# Water based finishes for cabinets



## tkeenan (Jan 11, 2017)

I'm trying to narrow down finishing options for some cabinets. These are new cabinets that I'm building, so no need for anything that will stick to an existing finish. The last set of cabinets that I built, I used Benjamin Moore Advance paint thinned a little with Flotrol. Worked great and leveled out nicely using an airless sprayer. This time, I want to try something other than paint. In my research, I've come across a several options, but the few that I'm most interested in is the General Finishes Enduro White Poly, Kem Aqua Plus White, and Emtech EM6500 White. The thing I like most about these is they are already tinted white, which is what color the customer wants. But, I've read a few times where people have used a tinted primer and just put a clear coat over that. Is this normal? I would think that you would want the color to be in the topcoat also…maybe I'm wrong.

I'm sure most cabinet shops use some type of solvent base finish, like lacquer, which is a more durable finish, but that's not an option for me. I'd be spraying in a garage with an HVLP sprayer and won't have proper ventilation for solvents. Therefore, water based is my only real option. Anyone have experience with any of these products listed above? Or any recommendations for other products?


----------



## OSU55 (Dec 14, 2012)

I have experience with em6500 black as well as em6000 clear. Excellent finish and sprays very well. It is self sealing but I would use a shellac based primer, less raised grain and less total product required. No need for a clear top coat. Go to Target's website for use with a turbine gun if thats what you mean by hvlp.


----------



## DustyM (May 16, 2016)

I'm no finishing expert by any means, but I used the EM6500 on this project.
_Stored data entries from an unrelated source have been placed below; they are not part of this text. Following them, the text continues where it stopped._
Issue #3009, opened 2025-06-11
Some SVG images are not loaded properly


kitswas:
**Describe the bug**

Badges from Shields.io with a logo are missing the logo.

Only a warning is shown in LogCat.
```
Kumiho-Kumiho           W  isSupportedFormat: Format is not supported
```

Or, with explicit `SvgDecoder`:
```
HWUI                    D  --- Failed to create image decoder with message 'unimplemented'
```

**To Reproduce**

Try to load: (The Github logo will be missing)

[![badge](https://img.shields.io/github/stars/kitswas/VirtualGamePad?style=social)](https://img.shields.io/github/stars/kitswas/VirtualGamePad?style=social)

OR

[![badge](https://img.shields.io/github/v/release/kitswas/VirtualGamePad-PC?logo=github)](https://img.shields.io/github/v/release/kitswas/VirtualGamePad-PC?logo=github)

```kotlin
        AsyncImage(
            model = ImageRequest.Builder(LocalContext.current)
                .data(imageUrl)
                .decoderFactory(SvgDecoder.Factory())
                .crossfade(true)
                .build(),
            contentDescription = contentDescription,
            contentScale = ContentScale.FillHeight,
            modifier = Modifier
                .height(25.dp),
            onError = { error ->
                Log.e(
                    TAG,
                    "Failed to load badge image: ${error.result.throwable.message}",
                    error.result.throwable
                )
            }
        )
```

**Version**

3.2.0 (Latest at the time of reporting)

colinrtwhite:
This is a rendering issue with the underlying SVG parser that we use, [`androidsvg`](https://github.com/BigBadaboom/androidsvg). Unfortunately it's not possible for us to fix or work-around in Coil; please report the issue to their tracker.

In Coil `3.3.0` it's now possible to replace the underlying parser via the `Svg.Parser` interface so you can swap the parser with a different library.

colinrtwhite:
I wrote up some thoughts of how we could work around `androidsvg`'s limitations [here](https://github.com/coil-kt/coil/issues/3090). Hopefully this can be a better long term solve than depending on `androidsvg`.

Issue #2924, opened 2025-04-04
Few SVGs not loading in Compose Multiplatform iOS


johnskoshy:
**Describe the bug**
Few svgs not loading in iOS

<img width="431" alt="Image" src="https://github.com/user-attachments/assets/1cc653bc-6605-486c-bd15-fbc573b7d931" />

Logs:
Successful (NETWORK) - https://cdn.coinranking.com/jkDf8sQbY/usdc.svg
Successful (NETWORK) - https://cdn.coinranking.com/dSCnSLilQ/hedera.svg
Successful (NETWORK) - https://cdn.coinranking.com/BUvPxmc9o/ltcnew.svg

**To Reproduce**

Code snippet:

AsyncImage(
    model = ImageRequest.Builder(LocalPlatformContext.current)
        .data(coin.iconUrl)
        .build(),
    contentDescription = null,
    contentScale = ContentScale.Fit,
    modifier = Modifier.padding(4.dp).clip(CircleShape).size(40.dp)
)

Icons not loading: 
https://cdn.coinranking.com/jkDf8sQbY/usdc.svg
https://cdn.coinranking.com/dSCnSLilQ/hedera.svg
https://cdn.coinranking.com/BUvPxmc9o/ltcnew.svg

**Version**
coil-compose = "3.1.0"

coil-compose = { module = "io.coil-kt.coil3:coil-compose", version.ref = "coil-compose" }
coil-compose-core = { module = "io.coil-kt.coil3:coil-compose-core", version.ref = "coil-compose" }
coil-network-ktor = { module = "io.coil-kt.coil3:coil-network-ktor3", version.ref = "coil-compose" }
coil-core = { module = "io.coil-kt.coil3:coil", version.ref = "coil-compose" }
coil-svg = { module = "io.coil-kt.coil3:coil-svg", version.ref = "coil-compose" }

Tested on iPhone 16 Pro iOS 18.4

colinrtwhite:
Similar issue to https://github.com/coil-kt/coil/issues/2895. This is a rendering issue with Skia's SVG support. You'll need to file an issue at the [Skia issue tracker](https://issues.skia.org/issues).

Issue #2895, opened 2025-03-20
SVG classes not working properly on iOS


OskarPersson:
I have these two SVGs

class.svg

```svg
<svg xmlns="http://www.w3.org/2000/svg" id="svg1" version="1.1" viewBox="0 0 568.9 556.6"><defs><style>.cls-13{fill:none; stroke-width:4px; stroke:#000}</style></defs><path id="path15" d="M21.3 224.2c9.7-.9 21.9-5.6 31-8.7 5.2-2.6 15.4-7.8 20.6-10.5l10.5-1.7 10.3-3.5 10.3-1.7 10.3-1.7 10.3-3.5 10.5-1.7h51.6l10.3-1.7 10.3-3.5 10.5-1.7 10.3-3.5 10.3-1.7c5.1-1.8 15.4-5.4 20.6-7.1l10.5-5.2 10.3-1.7 10.3-1.7 10.3-3.5 10.5-1.7 10.3-3.5 10.3-1.7c12.7-2.9 28.4-1.4 41.3-1.7h61.9" class="cls-13"/></svg>
```

inline.svg

```svg
<svg xmlns="http://www.w3.org/2000/svg" id="svg1" version="1.1" viewBox="0 0 568.9 556.6"><path id="path15" d="M21.3 224.2c9.7-.9 21.9-5.6 31-8.7 5.2-2.6 15.4-7.8 20.6-10.5l10.5-1.7 10.3-3.5 10.3-1.7 10.3-1.7 10.3-3.5 10.5-1.7h51.6l10.3-1.7 10.3-3.5 10.5-1.7 10.3-3.5 10.3-1.7c5.1-1.8 15.4-5.4 20.6-7.1l10.5-5.2 10.3-1.7 10.3-1.7 10.3-3.5 10.5-1.7 10.3-3.5 10.3-1.7c12.7-2.9 28.4-1.4 41.3-1.7h61.9" style="fill:none; stroke-width:4px; stroke:#000"/></svg>
```

The only difference between them is that the first one uses a class for its styling and the second one has the styling inline. On Android they render the same:

<img src="https://github.com/user-attachments/assets/a268d71c-0739-41d5-9bad-9cfcde209b98" width="200">

But on iOS the class one does not render like it should. It seems to ignore the `fill: none` attribute:

<img src="https://github.com/user-attachments/assets/b201ffa5-ceb1-469e-93f7-8ac1ba0578f1" width="200">

[...]

Issue #2853, opened 2025-02-20
Update Coil svg decoder


T8RIN:
Currently, it relies on android svg, but there is some issue that svgs cannot be parsed with some attributes, you can see them here

https://github.com/deckerst/aves/issues/1428

https://github.com/T8RIN/ImageToolbox/issues/1697

deckerst fixed those issues in his fork of android svg

colinrtwhite:
It looks like his fork is currently [only published to Jitpack](https://github.com/deckerst/aves/blob/5c297c1daf9a22c82b6b36e51d3ddcdbe6c5f720/android/app/build.gradle#L175), which we can't use as every Coil user would need to add a dependency on Jitpack, which is notoriously flaky.

@deckerst is this fork only for internal use in Aves? If it's for public use do you have plans to upload it to Maven Central and maintain it long term? Migrating Coil to use a fork of the android svg project is a big change that'll have downstream effects on all of Coil's users.

deckerst:
Sorry, it's not intended for public use, as I can't dedicate time to other projects.

The fix I did was simple though, so I could make a PR, then people could lobby the original owner for an official release (they seem to maintain the repo but not release anymore).

T8RIN:
That would be great, cause forking full code of coil-svg and android svg just to add one || check sounds not like a good idea :)

colinrtwhite:
@deckerst Sounds good 👍🏻. It looks like the author has [mentioned](https://github.com/coil-kt/coil/blob/main/coil-svg/src/commonMain/kotlin/coil3/svg/internal/Svg.kt#L9) plans to do a release in the future, but it's not clear on what timeline.

@T8RIN I think your best bet for now is probably to use Gradle's [dependency substitution](https://docs.gradle.org/current/userguide/resolution_rules.html#sec:dependency-substitution-rules) to replace `com.caverock:androidsvg-aar:1.4` with `com.github.deckerst:androidsvg:cc9d59a88f`. That should be OK as they appear to have the same public API.

Ultimately I'd like to migrate away from `com.caverock:androidsvg-aar`, however there don't appear to be any better alternatives that don't include native libraries.

T8RIN:
Thanks!

zhtw1234-source:
？

PR #3012, opened 2025-06-13
Create a public SVG parser interface to enable custom SVG parsing/rendering implementations.

colinrtwhite:
A common issue we get is that an SVG doesn't render correctly on Android or other platforms (e.g. [one](https://github.com/coil-kt/coil/issues/3009), [two](https://github.com/coil-kt/coil/issues/2924), [three](https://github.com/coil-kt/coil/issues/2895), [four](https://github.com/coil-kt/coil/issues/2853)). Especially on Android, [the SVG parser we use](https://github.com/BigBadaboom/androidsvg) hasn't had a new release in a long time and has many rendering fixes on master that haven't been released yet.

Currently we don't have a great solution to these problems in Coil as there's no way for users to use a custom SVG parser if default ones don't work. This PR supports passing in a custom `Svg.Parser` to `SvgDecoder` so users will now be able to hook up their own parser instead of having to run a fully custom `Decoder`, which is more work.


coil-svg/src/commonMain/kotlin/coil3/svg/Svg.kt
```diff
@@ -0,0 +1,59 @@
...
+
+/**
+ * Represents an SVG with mutable properties.
+ *
+ * NOTE: This interface is provided to enable custom SVG parsing/rendering implementations, however
+ * it intentionally only provides hooks for the properties Coil uses. Additionally, these classes
+ * are very likely to change in the future.
+ */
+@ExperimentalCoilApi
+interface Svg {
```
colinrtwhite, line 18: I'm not stoked about the API on this class (especially the getters and setters), but it should do the job for now.

colinrtwhite:
Requested Copilot as well as I want to kick the tires on it 😅

PMARZV:
do non-android platform scale with density?? I say it because i dont think so and devs can modify density (for desktop especially). it would be good to be able to pass a value of density scaling (maybe it is not needed but im not 100% sure)

colinrtwhite:
@PMARZV Could you open a separate enhancement request for that please?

It was also my first time spraying, so the fact that it was very forgiving, not prone to runs, and easy to correct the few I did get was a huge plus. It took me about 3 coats (over poplar) to eliminate any color variation of the wood bleeding through, but I only used a single sprayed coat of 1lb shellac to seal it. I didn't go for the cross-linker additive that Emtech sells, but the table has held up very well nonetheless. The finish also levels and wet sands well, so you can get a beautifully smooth finish. I plan to use it whenever I get around to re-doing our kitchen cabinets.


----------



## tkeenan (Jan 11, 2017)

Thank you both for the replies! Most of the reviews I've read about the Target Coatings stuff has been pretty good. I ordered a quart of the HSF5000 Primer/Sealer White and a quart of the EM6500 White to test before ordering several gallons of it. I'll let you know now it goes, may even shoot some video of it.

As far as the HVLP goes, I work at a vocational high school and talked to our auto body repair teacher the other day and he gave me a few recommendations on some HVLP guns to use with a compressor. His thought is that there's really no need for a turbine setup if I don't need it to be portable. Which I don't, I plan on only spraying in my shop. The only thing he did make a point of is for me to make sure the gun has a regulator gauge on it, and don't rely on the gauge at the compressor.


----------



## rwe2156 (May 7, 2014)

I can tell you the Emtech paints are excellent. If it is the pigmented lacquer, you might want to consider adding the crosslinker to it.


----------



## OSU55 (Dec 14, 2012)

IMO your car guy was correct in recommending an air compressor gun vs a turbine system - much greater flexibility in what can be sprayed. Yes, you want a pressure regulator and gage at the gun. I use about 3 ft of hose from the regulator to the gun so I can get the gun into tighter areas.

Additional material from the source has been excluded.